━━ Data for processing ━━

Issue #62, opened 2016-08-24
Naming guidelines are needed


garethj-msft:
The document is missing detailed guidelines on how to name resources, types in metadata documents, headers etc.

dodekeract:
Are you referring to specific names like "always call X Y" or rules of thumb, like "as short, but precise as possible"?

garethj-msft:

━━━

[Work item]
In the data above, how many lines contain the string "guidelines"? Answer with the number only.

[Task output]
2